Jumpers leave workers sleepless in Seattle
A bridge over Seattle is becoming hazardous to the mental health of the dot-com employees and other office workers below, who keep seeing people jump to their deaths from the span.
Thirty-nine people over the past decade have committed suicide off the 155-foot-high Aurora Bridge — eight in 2006 alone — and counselors are regularly brought in to help office workers deal with the shock of seeing the leap or the bloody aftermath.
At least one woman, Sarah Edwards, drives on the left side of the street near her office ever since a body landed on the hood of a co-worker’s car.
I’d never sleep again.
Friend of mine was in the Slavic Department at Pitt, which boasts the second tallest University building in the world.
Once in a while someone takes a dive off of an upper floor. They have to be careful, because, as you can see there are some sections that jut out from the main phallus column, and the jumper may wind up on some 12th story roof instead of the ground after their 36th floor launch.
My friend’s office was a few floors above such an abutment and he got to see someone hurtle past, then hear the thud as they hit the roof.
The closest I ever got to something like that was being at a party on the 5th floor of an apartment where a minor serial killer was dismembering some poor girl in the sub-basement.
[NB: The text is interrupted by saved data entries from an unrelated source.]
PR #66, opened 2026-09-14
Reuse objects when inserting identical keys/values in PathCopyingPersistentTreeMap

PhilippWendler:
This PR affects cases where objects are inserted into a `PathCopyingPersistentTreeMap` and the value is identical (as defined by `==`) as the old value for the same key. Now we reuse the old key object (even if it is not the same instance as the newly given key object) and then can reuse also the same `Node` and map objects, saving a little bit of memory for the cost of a single `==` comparison on re-inserting with the same key.

Map keys need to have well-defined equality (here actually `compareTo()` because it is a sorted map), so code that would rely on getting a specific instance of a key and breaks with other instances of an equal key is broken anyway and relies on assumptions that were never guaranteed.

Note that we do not pose any assumptions on value equality, as it is legal to put arbitrary objects as values into maps, even if they have broken/non-standard equals, and expect to get the same instance back as put last. This is for example necessary for safely putting mutable data structures like lists as values into a map.

The new behavior is the same as for JDK's `HashMap` and `TreeMap`, and there are tests for confirming this.

@lembergerth @baierd Might one of you want to review this?


lembergerth:
I think @baierd is quite busy at the moment; @baierd if that's true and you don't insist on reviewing this PR, I can do it (but I don't want to do double work)

lembergerth:
~~@baierd just offered to do it off-line; sorry for the back-and-forth~~ (based on a misunderstanding, I'll do it)

src/org/sosy_lab/common/collect/PathCopyingPersistentTreeMap.java
```diff
@@ -555,7 +563,9 @@ private static <K extends Comparable<? super K>, V> Node<K, V> putAndCopy0(
       current = current.withRightChild(newRight);
 
     } else {
-      current = new Node<>(key, value, current.left, current.right, current.getColor());
+      // This always keeps the old key object (if it compares equal but is not the same instance),
+      // but uses the new value object. This is not strictly necessary but what JDK maps do as well.
```
lembergerth: _suggestion_: Explain in the comment the advantage of reusing 'current' instead of always creating a new Node object.

The comment itself left me wondering why this should be done just because the JDK does it. I only understood through your PR description that this is to avoid unnecessary object creations / to save memory.



```suggestion
      // but uses the new value object. This is not strictly necessary but saves memory by reusing the Node object. This is what JDK maps do as well.
```

lembergerth: _suggestion (non-blocking)_: Explain in the comment the advantage of reusing the key.

The comment itself left me wondering why this should be done just because the JDK does it. I only understood through your PR description that this is to avoid unnecessary object creations / to save memory.

I'm also not sure I understand whether `but is not the same instance` is relevant.
At this branch, it is already certain that the old and the new key object are equal (`key.compareTo(current.getKey()) == 0`).
Doesn't this also happen when old and new key are the same instance, i.e., `key == current.getKey()`?

Comment from what I understood:

```suggestion
      // This always keeps the old (equal) key object. This has useful implications:
      // Because we reuse the old key object, the key instance does not change and potential `==` comparisons on the key at other locations still work successfully.
      // We do always use the new value object; but in case that the new value object is identical to the old value object, we can reuse the whole existing Node object. This also enables `==` comparisons to succeed and saves some memory.
      // This behavior also matches what JDK maps do.
```

Of course I'm not sure the explanation is fully correct; but I would suggest to clarify the comment somehow.

src/org/sosy_lab/common/collect/PathCopyingPersistentTreeMap.java
lembergerth, line 542: _nitpick_: Maybe the JavaDoc of [`PersistentMap#putAndCopy`](https://github.com/sosy-lab/java-common-lib/blob/main/src/org/sosy_lab/common/collect/PersistentMap.java#L38-L40) should be updated:

```java
/** Replacement for {{@link #put(Object, Object)} that returns a fresh instance. */
  @CheckReturnValue
  PersistentMap<K, V> putAndCopy(@CompatibleWith("K") K key, @CompatibleWith("V") V value);
```

In the case that `key` is equal to the existing key and `value` is identical to the existing value,
this method may return the same instance as before, not a fresh one.

lembergerth (approved):

PhilippWendler:
Thanks, you are right. I updated both the internal and external comments (in a few places). I didn't specifically add the sentence about returned objects being potentially identical, I think this is not surprising for a persistent data structure. But I made sure that we do not actually hint at the opposite.

PR #67, opened 2026-09-19
Replace persistent linked list impl with persistent stack

baierd:
This PR replaces the current `PersistentLinkedList` implementation with our new `PersistentStack` in the background as a delegate, as they are conceptually the same.

This should only be merged strictly after #65.


PhilippWendler:
Will this have `equals()` and `hashCode()` implementations that conform to the `List` requirements?

PhilippWendler:
What is the goal of this? Why should one use `PersistentLinkedList` instead of `PersistentLinkedStack`?

PR #569, opened 2021-10-09
Fix to default production environment

krame505:
# Changes
The environment for the type in default productions wasn't being handed properly, thus
```
nonterminal Foo<a>;
aspect default production
Foo<a> ::=
{}
```
would raise an error on the `a` in the signature.  

# Documentation
None, this is a minor bug fix


remexre:
Ooh, I hadn't thought about that case before! Out right now so don't have time to review till tonight or tomorrow, but is it legal to write an aspect default for Foo<String>?

krame505:
A default for `Foo<a>` should be legal if that's what you meant.  Just `Foo` would have the wrong kind.

krame505:
Do you mean `Foo<String>`?  That definitely isn't legal (and isn't showing up on github either)

krame505:
Hmm I guess we never check that the LHS in a default prod is a nonterminal either:
```
aspect default production
top::Integer ::=
{}
```
I'll go fix that too.

PR #575, opened 2021-10-12
Nix and Vim stuff

remexre:
# Changes

A small tweak to the Vim syntax, and Nix stuff to automatically put Silver's dependencies into `$PATH` (if the user opts in via direnv).

I don't have `ant` or `wget` in my system-wide or user-wide `$PATH`, so this is somewhat nicer.

Also changes shebangs to use `/usr/bin/env` to find bash, since it isn't in `/bin` on NixOS (and it's not on the BSDs either).

# Documentation

Documentation not written, but once the [melt.nix](https://git.sr.ht/~remexre/melt.nix) thing is done (needs some way to hook into Jenkins, a fix for https://github.com/melt-umn/jenkins-lib/issues/19, and the rest of the ableC extensions getting packaged before I'm "announcing it") the Nix stuff here probably deserves a subsection.

### DIFF
--- a/support/vim/syntax/sv.vim
+++ b/support/vim/syntax/sv.vim
@@ -10,7 +10,7 @@ endif
 
 syn keyword svlangExternals grammar import imports exports build hiding as only option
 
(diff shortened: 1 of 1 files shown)


remexre:
fetch-jars uses wget, I use curl, but not out of any antipathy for wget, I just know the flags better.

Issue #10, opened 2015-08-20
Refactor EnvItem


GoogleCodeExporter:
```
Provide an explanation of what the project should entail:

EnvItem makes a few mistakes:
1. It's hard coded to 'Decorated DclInfo', when it should be parameterized (see 
issue 3)
2. It's passed around 'Decorated' and shouldn't be.
3. It's basically written like a dumb Pair type, when it should be smarter than 
that.

Provide a concrete example of a problem this project will fix:

abstract production foo
bar::Foo ::= baz::String foobar::Integer
{}
aspect production foo
baz::Foo ::= foobar::String bar::Integer
{}

Should be valid. It fails because the environment doesn't work properly because 
of point #3 above...

Provide a short guide on how to start this project:

The place to start is silver:definition:env EnvItem.sv

Provide a rough expectation of what the set of patches completing this
project might look like:

1. Make it not Decorated.
2. Parameterize it, if it hasn't been already.
3. Make it three productions, instead of three functions yielding one 
production.
3. Murder with prejudice the 'explodeEnvItems' function in EnvTree.sv SEE BELOW

Probable challenges in completing this project:

Figuring out the env item renaming helper functions in there. That's all 
related to 'import foo:bar only foo, bar with foo as foozilla, bar as 
barzilla;' etc etc.

Additional Information:

Here's the "SEE BELOW". Remember that bug with aspect I mentioned?

Right now there are three kinds of "EnvItems":
1. defaultEnvItem  --  "a:b:c:d" becomes "a:b:c:d" and "d"
2. renamedEnvItem  --  "a:b:c:d" becomes "a:b:c:d" and something else
3. fullNameEnvItem --  "a:b:c:d" becomes "a:b:c:d"

We're missing a fourth case:
4. onlyRenamedEnvItem --  "a:b:c:d" becomes something else entirely, no 
"a:b:c:d" at all

This matters for that aspect bug, because it means "bar" gets 'renamed' to 
"baz" in the aspect... but is still around as "bar" because, well, that missing 
case is missing.

So silver:definition:env Defs.sv in the add defs functions for aspect aliases 
needs case 4.

The end result is that EnvItem<a> should have four productions (not functions, 
productions:) those four just listed above, three of which are currently 
functions.

And there should be an attribute 'envContribs :: [Pair<String a>]' on 
EnvItem<a> that replaces the functionality of 'explodeEnvItems'.

I hope this makes sense! :D
```

[...]

PR #578, opened 2021-10-12
Major environment refactor, splitting DclInfo into multiple nonterminals

### LINKED ISSUE #3: Break DclInfo down into multiple types
```
Provide an explanation of what the project should entail:

The type "DclInfo" is used to represent some generic information about 
declarations in Silver.

Currently, this type is the same for all different kinds of declarations:
1. values
2. types
3. attributes
4. occurs
5. lexer classes
6. probably more!

The purpose of this project is to make each of these differents types of 
declarations actually
different TYPES.  i.e. ValueDclInfo, TypeDclInfo, AttributeDclInfo, 
OccursDclInfo, etc.

Provide a concrete example of a problem this project will fix:

The change will be somewhat superficial for the moment, because we don't have 
the tools (YET)
to take advantage of this change.

In the future, the advantage will be that the set of attributes that need to be 
defined for a
DclInfo will be machine-discernable and checkable.  (Currently, there are 
attributes that
occur on DclInfo that only apply to one/some of the above.  Lexer classes do 
not have types, etc.)

At the present, it will simply make the code much higher quality, and easier to 
understand.

Provide a short guide on how to start this project:

Begin by looking at EnvItem and EnvTree in silver:definition:env.
and at QNameLookup in silver:definition:core QName.sv.
Then take a look at Env and Defs in silveR:definition:env.

Provide a very rough and probably inaccurate expectation of what the set of 
patches completing this project would look like:

1. Parameterize EnvItem, EnvTree, and QNameLookup, but leave everything as is
   (i.e. the parameter is always 'Decorated DclInfo' in Env and Defs).
2. Start by trying to remove 'Decorated' from occurs declarations. This should 
shake-out any problems by starting to have
   the type be different, without requiring too many invasive changes.
3. Now introduce an OccursDclInfo nonterminal that has only occurs-declaration 
relevant info on it.
4. After each of these change is done, working, and committed, continue until 
they are all done.

Probable challenges in completing this project:

You find (and be able to fix) a couple of kludges during this.  For example 
there's some awful code
involved in getting the type of an attribute from the occurs declaration and a 
nonterminal type that
currently de-decorates and re-decorates the dclinfo, which doesn't need to 
happen once it's not
passed around decorated anymore.

Do TypeDclInfo and LexerClassDclInfo last, because once to try to do them, 
you're going to run into
some awful code in the copper modification that you'll probably need my help to 
fix.  Alternatively,
forgo introducing LexerClassDclInfo for the time being, and make it just be a 
TypeDclInfo.
(This is related to some places where "terminals or lexer classes" are 
expected, so there will
be some difficulty in having two different types.)

Additional Information:

Technically, removing the 'Decorated' from DclInfo could be a whole separate 
project to itself.


```

Original issue reported on code.google.com by `tux...@gmail.com` on 10 Jan 2012 at 12:44

krame505:
# Changes
Fixes #3 and #10. 

This splits the `DclInfo` nonterminal into separate `ValueDclInfo`, `TypeDclInfo`, `AttributeDclInfo`, etc. nonterminals for different sorts of declarations.  Much of the env plumbing is now parameterized by the type of declaration being considered.  I also fixed a number of flow errors.  

# Documentation
This is an internal refactoring with no observable behavioral changes.  Comments have been added to the source where appropriate.

### DIFF
--- a/grammars/silver/compiler/extension/convenienceaspects/AbstractSyntax.sv
+++ b/grammars/silver/compiler/extension/convenienceaspects/AbstractSyntax.sv
@@ -8,7 +8,7 @@ import silver:compiler:modification:let_fix;
   - @param defaultLoc the location to provide for the patternListNil construct (which needs a location).
   - @return A patternList List-Like Nonterminal instance.
   -}
-function makePatternListfromListofPatterns
+function makePatternListFromListofPatterns
 PatternList ::= l::[Pattern] defaultLoc::Location
 {
   return
@@ -48,7 +48,7 @@ function collectPatternsFromPatternList
 function extractSubPatternListsFromProdPatterns
 PatternList ::= pl::PatternList
 {
-  return makePatternListfromListofPatterns(
+  return makePatternListFromListofPatterns(
     foldr(
       append,
       [],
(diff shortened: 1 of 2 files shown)


krame505:
I figured out a way to make occurs-on (and also `runtimeTypeable`) contexts work with `reify` and `nativeDeserialize`, by looking at the runtime type of a child that has the type mentioned in the context.  This fixes the issue with deserializing the environment and non-clean builds are working again now.

remexre:
Ooh, nice; I think I should be able to finish reading over it tonight.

The really scary thing was that he was the building’s super so he had a key to my friend’s apartment. The moring after the party I get up and turn on the news, and there’s my friend going “Ayup, he was always a strange one” – the girl’s cut up remains were found in the dumpster that moring by an alert sanitation worker. They think that she was already dead when he brought her to the apartment, so I don’t think I was upstairs drinking while someone was being killed.
Maybe the City of Seattle should restrict jumping to nights and weekends. Just a thought.
Reminds me of that damn Python skit about people falling past the window. “Oh, there goes Larry.”
You should have seen the problems they had when the Space Needle first went up. And that’s in the middle of the old World’s Fair!